'Furiosa: A Mad Max Saga' Is Satisfying Bonus Footage for 'Fury Road' Fans

Directed by George Miller

Starring Anya Taylor Joy, Chris Hemsworth, Tom Burke, Lachy Hulme, Alyla Browne

Photo courtesy of Warner Bros. Pictures

BY Tobias JegPublished May 23, 2024


To bring the everyone up to top speed: 2015's Mad Max: Fury Road rebooted the flawless Mad Max trilogy from the '80s, and the latest instalment, Furiosa: A Mad Max Saga, acts as a prequel to that award-winning picture. Fury Road won six Oscars and was one of the best films of the decade, so the studio wisely did not tinker with the formula: Miller's devotion to practical effects, linear storytelling, high-contrast colours, daring stunts and the signature "caw" of the Australian Raven are all back on the road. 

Furiosa also has all the same cinematic bones and was built like a Mad Max movie, with visionary filmmaker George Miller trying desperately to teach us a real-life lesson about the folly of warfare. For superfans of the Mad Max franchise, this will be 148 minutes of satisfying bonus footage — but, like many of the makeshift jalopies seen in the film, this plot seems to have been cobbled together from parts lying around.

We begin with scenes of Furiosa (Alyla Browne as the young Furiosa, and Anya Taylor-Joy as Imperator Furiosa) as a precocious preteen who tries to prevent an act of banditry, but is instead kidnapped and whisked off to a biker gang. Don't let the fake nose fool ya, that's indeed Chris Hemsworth as their leader, the towering warlord, Dementus. He cruises around the bronze sands of the Wasteland on what looks like Ben-Hur's chariot and leads a massive horde of miscreants mounted atop motorcycles. (Nuclear war may have decimated much of the world's resources, but for some reason, there is a limitless supply of dirt bikes.) 

Dementus keeps Furiosa as a pet in a literal cage until they encounter the antagonist from Fury Road, the Immortan Joe (now played by Lachy Hulme, since the passing of Mad Max veteran Hugh Keays-Byrne). We know Furiosa ends up in the hands of Immortan Joe, and there's an anticlimactic exchange where she is bartered for "Guzzoline" and ammo.

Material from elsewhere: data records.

PR #138, opened 2018-09-28
Add new getAll procedures for parallel vectors

rks171:
Description:
The original getAll procedure will not work for a parallel vector because it
will cause an out of bounds error in PETSc.  To get all values at once, the user
needs to pass in the global indices of the values to get and they can only
pass  in indices that belong to the proc.  I added a new procedure, 'getSelected',
which can be used to do this, clarified that getAll should not be used for parallel
vectors, added tests for getSelected, and then added a new set of parallel vector
tests.

### DIFF
--- a/src/VectorTypes_Base.f90
+++ b/src/VectorTypes_Base.f90
@@ -85,9 +85,11 @@ MODULE VectorTypes_Base
       PROCEDURE(vector_getOne_absintfc),DEFERRED,PASS :: getOne
       !> Deferred routine for getting all vector values
       PROCEDURE(vector_getAll_absintfc),DEFERRED,PASS :: getAll
+      !> Deferred routine for getting all vector values, entire vector at once
+      PROCEDURE(vector_getSelected_absintfc),DEFERRED,PASS :: getSelected
       !> Deferred routine for getting a range of vector values
       PROCEDURE(vector_getRange_absintfc),DEFERRED,PASS :: getRange
-      GENERIC :: get => getOne,getAll,getRange
+      GENERIC :: get => getOne,getAll,getSelected,getRange
   ENDTYPE VectorType
 !
 !List of Abstract Interfaces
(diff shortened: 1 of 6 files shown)


stimpsonsg:
Looks good.  We should probably add a check to prevent parallel vectors from trying getAll, or have it internally call getSelected and maybe gather the data.

rks171:
I can get an error in there, but won't be able to call getSelected because as far as I know, it needs the global indices of the local data, which the VectorType has no knowledge of.

rks171:
This is something I'm a little confused on with PETSc.  Seems like it is in charge of defining the global indices and it does so by using the process rank in a way that rank 0 owns 1->nlocal, rank 1 owns nlocal+1->2*nlocal, etc. (assuming nlocal are all the same).  If the user sets nlocal=-1 and lets petsc decide, how would you ever know what proc owns what elements so you don't call with a proc that doesn't own the data and cause a seg fault?  Assuming nlocal is set, then Vector types can use knowledge of the MPI proc to figure out the global indexing and do this, but the caller still needs to know the global indices anyway so it knows what to do with the data.

rks171:
For the error, are we sticking with returning error codes or switching to DBC statements?

stimpsonsg:
Yeah, if nlocal isn't set, it would make it nearly impossible to for the vector to know.  Let's pass on that.  I don't think we're using getAll for anything substantial anyway.

Let's add new errors as DBC.

rks171:
Okay we can actually get the global indices using VecGetOwnershipRange.  Then call getRange with this range.  The user needs to ensure they allocated their get array to nlocal for this to work.

stimpsonsg:
Ah, good...makes sense.  I'm good with deferring, but if you want to pursue it...by all means ;-)

rks171:
It's already done in last push

stimpsonsg:
sweet

stimpsonsg:
Some unused variables:

image

stimpsonsg:
Still one more left :-/

image

rks171:
done

stimpsonsg:
We may hold onto this until Monday unless you need it urgently.

rks171:
Monday is fine, but if you're waiting for the 4.0 tag, Ben cleared that already.

stimpsonsg:
Yeah, just want to give it some clearance/breathing room.  Should be fine to merge it now, but Monday doesn't hurt anything, I don't think.

rks171:
Added a setSelected to go with the getSelected.

PR #141, opened 2018-10-06
Hotfix Trilinos Vector

stimpsonsg:
Added set and getSelected for Trilinos vector type (just encounters error).


stimpsonsg:
Yeah, I actually looked to the setAll and getAll routines that were already there, and they just threw errors, so figured I'd be consistent for now.

PR #143, opened 2018-10-19
Update MatrixTypes_Trilinos.f90

rks171:
Fix broken DBC statement.

### DIFF
--- a/src/MatrixTypes_Trilinos.f90
+++ b/src/MatrixTypes_Trilinos.f90
@@ -262,7 +262,7 @@ MODULE MatrixTypes_Trilinos
       REAL(SRK),INTENT(IN) :: setval(:)
 
       REQUIRE(matrix%isInit)
-      REQUIRE(((j <= matrix%n) .AND. (i <= matrix%n)) .AND. ((j > 0) .AND. (i > 0)))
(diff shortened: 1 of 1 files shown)


src/MatrixTypes_Trilinos.f90
```diff
@@ -262,7 +262,7 @@ SUBROUTINE setRow_TrilinosMatrixType(matrix,i,j,setval)
       REAL(SRK),INTENT(IN) :: setval(:)
 
       REQUIRE(matrix%isInit)
-      REQUIRE(((j <= matrix%n) .AND. (i <= matrix%n)) .AND. ((j > 0) .AND. (i > 0)))
+      REQUIRE(((ALL(j <= matrix%n)) .AND. (ALL(i <= matrix%n))) .AND. ((ALL(j > 0)) .AND. (ALL(i > 0))))
```
stimpsonsg: so I think the ALL additions around the i components will be a problem since it's just a scalar value:

```
Error: 'mask' argument of 'all' intrinsic at (1) must be a logical array
```

The ones around the j terms should be fine.  It should roughly match the DBC check in setRow_SparseMatrixType.

rks171: Yep, i is just a scalar.  I fixed it.

PR #147, opened 2018-11-01
Fix valgrind defects in FileType_HDF5

aarograh:


stimpsonsg:
We're going to revert this for now.  There's an issue in overwriting data.  The changes made are good, but it uncovers a potential deficiency in that HDF5 datasets are not resized appropriately when overwritten.  Aaron is going to dig deeper on this before pushing on it again.

In related news, we really need to fix the second build (with HDF5) on the Travis CI.

PR #155, opened 2019-01-11
Remove some "Unused PRIVATE module variable" build warnings

aarograh:


src/MultigridMesh.f90
```diff
@@ -193,9 +193,6 @@ MODULE MultigridMesh
 
   ENDTYPE InterpWeightsStructureType
 
-  !> Exception Handler for use in MatrixTypes
-  TYPE(ExceptionHandlerType),SAVE :: eMultigridMesh
```
bscollin: shouldn't we be more concerned the exception handler is never used?

aarograh: Actually the module uses the `eLinearSolverType` variable a bit.  I expected to agree with you, but turns out there is some error checking, just using a different handler.

PR #157, opened 2019-01-22
Hotfix: GMRES restarting

mattkab2:
While working on a separate branch, we discovered the native GMRES solver does not restart properly. The unit tests did not require a restart and so the issue was never noticed.

This branch updates the unit tests for GMRES, making them require a restart to solve, and also correctly restarts the GMRES algorithm.

### DIFF
--- a/src/LinearSolverTypes.f90
+++ b/src/LinearSolverTypes.f90
@@ -1254,7 +1254,7 @@ MODULE LinearSolverTypes
 !>
     SUBROUTINE setX0_LinearSolverType_Iterative(solver,X0)
       CLASS(LinearSolverType_Iterative),INTENT(INOUT) :: solver
-      REAL(SRK),POINTER,INTENT(IN) :: X0(:)
+      REAL(SRK),INTENT(IN) :: X0(:)
       INTEGER(SIK) :: i
 
       IF(solver%isInit) THEN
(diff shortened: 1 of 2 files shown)


bkochuna:
Review Comments (based on checklist)
1. Tests are present and adequate
2. No stray debug (that was not already there)
3. No comments. I think it could use some.
4. Formatting is good
5. No DBC, but I don't think this change needs any
6. Just a minor low-level fix, no HL design changes
7. I think we want to test this change against MPACT to make sure nothing bad happens. To test it should be a SERIAL build w/o PETSc
8. Commit looks fine
9. Commits will be squashed onto master
10. No other competing changes

src/LinearSolverTypes.f90
```diff
@@ -1598,66 +1598,79 @@ SUBROUTINE solveGMRES_nopc(solver)
...
-        y(:)=0._SRK
-        tol=solver%absConvTol*beta
-
-        v(:,1)=-u%b/beta
-        h=beta
-        phibar=beta
+
+        tol=solver%absConvTol*beta ! Is this correct?
+
+        DO itOuter=1,solver%maxIters
```
bkochuna: Clarify this is the GMRES iterations

src/LinearSolverTypes.f90
```diff
@@ -1576,7 +1576,7 @@ SUBROUTINE solveGMRES_nopc(solver)
       REAL(SRK)  :: beta,h,t,phibar,temp,tol
```
bkochuna: Clarify in routine documentation that subsequent calls restart the GMRES iters.

PR #158, opened 2019-01-24
Adds -Wno-surprising flag to GNU Fortran_FLAGS

aarograh:
This will remove all the spurious warnings from using FINAL procedures.
The warnings that -W-surprising normally covers are for pretty strange,
unusual situations, so we're not really losing any useful information by
disabling this.


aarograh:
This will help clean up the warnings from Bob's merge request, though it looks like there might be some other issues with that one as well.

PR #163, opened 2019-02-01
Implements utility to set a string to lower case

HendersonSC:
Adds the complement function of toUPPER which casts a letter characters of a string to lower case

### DIFF
--- a/unit_tests/testIOutil/testIOutil.f90
+++ b/unit_tests/testIOutil/testIOutil.f90
@@ -362,6 +362,14 @@ PROGRAM testIOutil
       CALL toUPPER(tmpStr)
       ASSERT(TRIM(tmpStr) == '239P84UYQH;JNDF:JKDFH./','gibberish (string)')
 
+      COMPONENT_TEST('toLower')
+      string='239p84uyqh;jndf:JKDFH./'
+      CALL toLower(string)
+      ASSERT(TRIM(string) == '239p84uyqh;jndf:jkdfh./','gibberish (char)')
+      tmpStr='239p84uyqh;jndf:JKDFH./'
+      CALL toLower(tmpStr)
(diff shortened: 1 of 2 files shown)


unit_tests/testIOutil/testIOutil.f90
```diff
@@ -362,6 +362,14 @@ SUBROUTINE testIO_Strings()
...
       ASSERT(TRIM(tmpStr) == '239P84UYQH;JNDF:JKDFH./','gibberish (string)')
 
+      COMPONENT_TEST('toLower')
+      string='239p84uyqh;jndf:JKDFH./'
+      CALL toLower(string)
+      ASSERT(TRIM(string) == '239p84uyqh;jndf:jkdfh./','gibberish (char)')
+      tmpStr='239p84uyqh;jndf:JKDFH./'
+      CALL toLower(tmpStr)
+      ASSERT(TRIM(tmpstr) == '239p84uyqh;jndf:jkdfh./','gibberish (string)')
+
```
aarograh: We really should be using `ASSERT_EQ`... If you want to be my hero you would just do some quick search and replace in this whole test.

Also I don't like that this stuff is in `testIOUtil`, but I see that for some reason there is no `testIO_Strings`, so don't worry about it for the time being.  I might move it later.

HendersonSC: So swapped ASSERT for ASSERT_EQ everywhere that it made ready sense.

stimpsonsg: What inspired this gibberish?

HendersonSC: Ha copy/paste. Looks like @bkochuna inspired the original

PR #169, opened 2019-02-28
Implement Non-linear Solver Class

aarograh:
Adds a new NonLinearSolver module that implements a class for
solving systems of equations.  Currently Newton's method using
native vector, matrix, and linear system objects is all the only supported
functionality, but this can be extended to use other methods or TPLs.

This capability can be used as a simple root-finding procedure or it
could be used to solve non-linear problems.  The client code implements
an extension of the NonLinearSolverInterface_Base object, which provides
methods to evaluate a function and evaluate (or approximate) its
Jacobian.  This function and its Jacobian can be arbitrary so long as they
follow the defined interface.


src/NonLinearSolver.f90
```diff
@@ -0,0 +1,429 @@
...
+  !
+  REAL(SRK),ALLOCATABLE :: bounds(:)
+
+  REQUIRE(.NOT.this%isInit)
+  REQUIRE(ASSOCIATED(f))
+  REQUIRE(plist%has('NonLinearSolver -> n'))
+  REQUIRE(plist%has('NonLinearSolver -> method'))
+  REQUIRE(plist%has('NonLinearSolver -> tolerance'))
+  REQUIRE(plist%has('NonLinearSolver -> bounds'))
+  CALL plist%get('NonLinearSolver -> bounds',bounds)
```
bscollin: Should bounds be required?

src/NonLinearSolver.f90
```diff
@@ -0,0 +1,429 @@
...
+  CLASS(NonLinearSolver_Native),INTENT(INOUT) :: this
+
+  CALL this%clearBase()
+
+ENDSUBROUTINE clear_NonLinearSolverNative
+!
+!-------------------------------------------------------------------------------
+!> @brief Solves a @c NonLinearSolver_Native object
+!> @param this the @c NonLinearSolver_Native object to solve
+!> @param x the @c VectorType containing the starting guess for the solve
```
bscollin: x is also the final solution?

src/ODESolverTypes.f90
```diff
@@ -6,36 +6,14 @@
...
-!>  - @ref VectorTypes "VectorTypes": @copybrief VectorTypes
-!>  - @ref MatrixTypes "MatrixTypes": @copybrief MatrixTypes
-!>  - @ref LinearSolverTypes "LinearSolverTypes": @copybrief LinearSolverTypes
-!>
-!> @par EXAMPLES
-!> @code
-!>
-!> @endcode
-!>
-!> @author Ben Collins
```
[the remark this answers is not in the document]
aarograh: Yes, per the style guide.  Just the Futility header and the description of the module.

unit_tests/testNonLinearSolver/testNonLinearSolver.f90
```diff
@@ -0,0 +1,175 @@
...
+
+CONTAINS
+SUBROUTINE eval_test(this,x,y)
+  CLASS(NonLinearSolverInterface_Test),INTENT(IN) :: this
+  CLASS(VectorType),INTENT(INOUT) :: x
+  CLASS(VectorType),INTENT(INOUT) :: y
+  !
+  REAL(SRK) :: xreal(2)
+
+  CALL x%getAll(xreal)
```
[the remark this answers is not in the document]
aarograh: Good catch.  I'll fix that

src/NonLinearSolver.f90
```diff
@@ -0,0 +1,429 @@
...
+!> this class for its specific applications.
+TYPE,ABSTRACT :: NonLinearSolverInterface_Base
+  PRIVATE
+  CONTAINS
+    !> @copybrief NonLinearSolverModule::clearInterface_Base
+    !> @copydetails NonLinearSolverModule::clearInterface_Base
+    PROCEDURE,PASS :: clear => clearInterface_Base
+    !> @copybrief NonLinearSolverModule::nonlinearsolver_eval_absintfc
+    !> @copydetails NonLinearSolverModule::nonlinearsolver_eval_absintfc
+    PROCEDURE(nonlinearsolver_eval_absintfc),DEFERRED,PASS :: eval
```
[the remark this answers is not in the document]
aarograh: I copied that from `ODESolverTypes` where you used `eval` ;)

src/NonLinearSolver.f90
```diff
@@ -0,0 +1,429 @@
...
+TYPE,ABSTRACT :: NonLinearSolver_Base
+  PRIVATE
+  LOGICAL(SBK),PUBLIC :: isInit=.FALSE.
+  INTEGER(SIK) :: solverMethod=-1
+  INTEGER(SIK) :: TPLType=-1
+  INTEGER(SIK) :: n=-1
+  INTEGER(SIK) :: iterations=-1
+  REAL(SRK) :: tol=-1.0_SRK
+  REAL(SRK) :: bounds(2)=(/HUGE(1.0_SRK),-HUGE(1.0_SRK)/)
+  TYPE(LinearSolverType_Direct) :: linSys
```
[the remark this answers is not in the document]
aarograh: Yeah, you're right.  I'll fix it.  I did that to prototype and forgot to undo it.

src/NonLinearSolver.f90
```diff
@@ -0,0 +1,429 @@
...
+  CLASS(NonLinearSolverInterface_Base),POINTER :: func => NULL()
+  TYPE(FutilityComputingEnvironment),POINTER :: ce => NULL()
+  CONTAINS
+    !> @copybrief NonLinearSolverModule::init_NonLinearSolverBase
+    !> @copydetails NonLinearSolverModule::init_NonLinearSolverBase
+    PROCEDURE,PASS :: init => init_NonLinearSolverBase
+    !> @copybrief NonLinearSolverModule::init_NonLinearSolverBase
+    !> @copydetails NonLinearSolverModule::init_NonLinearSolverBase
+    PROCEDURE,PASS,NON_OVERRIDABLE :: initBase => init_NonLinearSolverBase
```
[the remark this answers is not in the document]
aarograh: Yeah, I think we should use that a little more for abstract classes so people don't do weird things.

src/NonLinearSolver.f90
aarograh: Your suggestion about the function object enforcing the bounds makes a lot of sense, so I'll do that instead.  That will nullify this comment.

src/NonLinearSolver.f90
aarograh: I'll update the comment to reflect that.

aarograh: done

src/NonLinearSolver.f90
aarograh: done

src/NonLinearSolver.f90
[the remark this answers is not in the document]
aarograh: done.  The native solver currently still assumes a direct solver, but it allocates it that way during initialization.  We can add some logic later to allow for iterative solvers if necessary.

unit_tests/testNonLinearSolver/testNonLinearSolver.f90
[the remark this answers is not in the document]
aarograh: done

src/NonLinearSolver.f90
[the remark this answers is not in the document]
bscollin: Do as I say... not as I do...

src/NonLinearSolver.f90
```diff
@@ -0,0 +1,417 @@
...
+  CONTAINS
+    !> @copybrief NonLinearSolverModule::clearInterface_Base
+    !> @copydetails NonLinearSolverModule::clearInterface_Base
+    PROCEDURE,PASS :: clear => clearInterface_Base
+    !> @copybrief NonLinearSolverModule::nonlinearsolver_eval_absintfc
+    !> @copydetails NonLinearSolverModule::nonlinearsolver_eval_absintfc
+    PROCEDURE(nonlinearsolver_eval_absintfc),DEFERRED,PASS :: eval
+    !> @copybrief NonLinearSolverModule::nonlinearsolver_jacobian_absintfc
+    !> @copydetails NonLinearSolverModule::nonlinearsolver_jacobian_absintfc
+    PROCEDURE(nonlinearsolver_jacobian_absintfc),DEFERRED,PASS :: jacobian
```
bscollin: We had discussed writing a base jacobian that estimated it.

aarograh: Moved from Nodal to the base type

src/NonLinearSolver.f90
```diff
@@ -0,0 +1,478 @@
...
+    CLASS(VectorType),INTENT(INOUT) :: y
+  ENDSUBROUTINE nonlinearsolver_eval_absintfc
+
+  !> @brief Interface for the @c jacobian method of a @c NonLinearSolverInterface_Base
+  !>        extension
+  !> @param this the @c NonLinearSolverInterface_Base object
+  !> @param x the @c VectorType to evaluate the Jacobian at
+  !> @param J the @c MatrixType containing the evaluation of the Jacobian at @c x
+  !>
+  SUBROUTINE nonlinearsolver_jacobian_absintfc(this,x,J)
```
bscollin: you don't need the abstract interface anymore

Issue #133, opened 2016-12-08
get_runs_for_config should return only self made runs


mlindauer:
Since intensify uses the function `get_runs_for_config()` it will get all runs for a given configuration independent of its origin (self made or loaded with wamstarting). This can cause several issues, such as

1. the incumbent has runs on instances that are not part of the current scenario
1. the challenger has more runs than the incumbent

Both problems will crash SMAC.
I will provide a fix where the method `RunHistory.add()` gets an argument to not add runs to the "fast" data structure `_configid_to_inst_seed` which is used by `get_runs_for_config()`.

PR #134, opened 2016-12-08
Fix/#133

mlindauer:
Fix for #133 
and adding feature to deactivate output_dir which can be annoying and confusing if merge_foreign_data is used.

There are frequent attempts at mirth, and Hemsworth can get big laughs when Taika Waititi is feeding him lines, but these japes pair awkwardly with the rest of the very disturbing scenes in Furiosa containing torture, cannibalism, lynching and worse. This R-rated adventure is not a family film, and probably Miller's darkest story since 1979's Mad Max.

Strangely, lead actor Anya Taylor-Joy doesn't enter the screen until an hour into the movie, when Furiosa finally comes of age. Even more frustratingly, she has barely any speaking parts after that. Most of her work is done with her eyes — radiant orbs on a grimy visage. It's a tall order to replace Charlize Theron, one of the best actors of our time, but this younger Furiosa looks cool, and is as tough as the grim world that surrounds her.

There are a number of pleasing action sequences that follow, and it would seem that Miller is trying to draw a distinction between order and anarchy. Some of the warring factions descend into chaos, and that's when things unravel and the movie goes full throttle. There are relentless chase scenes and so much action that Max Max audiences will almost become numb to it, but for casual fans of action and sci-fi, this is what they came for. Hot rods and flamethrowers and lots of dudes getting run over by semi trucks — "What a lovely day!"

Invested Max Max aficionados and cinephiles will want more from the genius of George Miller. There's some juicy Mad Max lore (we get to see the Bullet Farm and Gastown) and great references to The Road Warrior (full disclosure: my favourite film of all-time). There's also the introduction of a compelling newcomer, Praetorian Jack, portrayed by Tom Burke. But this story lacks a convincing villain, and maybe that's by design.

Miller has always toyed with ambiguity, especially when it comes to good versus evil. It's the Wasteland after all, and everyone is dealing with trauma and loss, so who are we to judge? This concept comes to fruition in the final scenes of the movie, where one of the many "bad guys" is forced to explain himself to Furiosa in what seems like an open-air therapy session. Furiosa remains stoic and we know her fate, so it's not a particularly fulfilling closure, especially when it seems Miller is trying to convey an urgent parable.

Furiosa's just a big-ass tractor pull with chrome everywhere — a film fuelled by diesel and excessive testosterone.